Monsieur de La Mothe Fénélon, j'ay receu vos lettres du VIe de ce moys[63] par le Sr de Poigny, et entendu de luy bien particullièrement tout ce qu'il a négotié avec vous envers la Royne d'Angleterre, pour le faict de la Royne d'Escosse; et attands, par la première dépesche, que vous me fairés, de sçavoir tout ce qui sera succédé, despuys son partement, en ceste négociation, m'asseurant bien que vous n'y obmettrés aulcune chose de tout ce que vous cognoistrés y debvoir estre faict pour le bien de mon servisse et prospérité de mes affaires.

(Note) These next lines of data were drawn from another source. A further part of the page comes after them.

PR #12050, opened 2023-04-11
Fix: Fixed Ctrl+A in the rename textbox

### LINKED ISSUE #12040: Bug: Ctrl + A shortcut isn't selecting text when renaming files

Hello, I work with the extensions of the files shown, when I press F2 to change the file name, I also press CTRL+A to edit the whole name of the file. Or copy the name of the file. 
On Windows Explorer, pressing F2 enables the change name for the file (files does this too) and then CTRL+A selects the entire text on the text box. 

image

### Requirements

Au demeurant, Monsieur de La Mothe Fénélon, je vous ay voullu dépescher ce courrier exprès, et vous envoyer le double de l'advis qui m'a esté donné de l'entreprinse que l'on veut faire sur ma ville de Calais, affin que vous faciés entendre, de ma part, à la Royne d'Angleterre, qu'ayant faict envers elle tous les bons offices d'amitié qu'il m'a esté possible, lesquels j'ay tousjours heu vollonté de continuer, mesmes à présent, que j'ay pacifié les troubles de mon royaulme, j'aurois grande occasion de faire le contraire, s'il estoit vray qu'elle y heust aulcune vollonté ou intelligence, ou qu'elle ait commandé à ceulx, qui ont charge de ses forces sur mer, de ce faire.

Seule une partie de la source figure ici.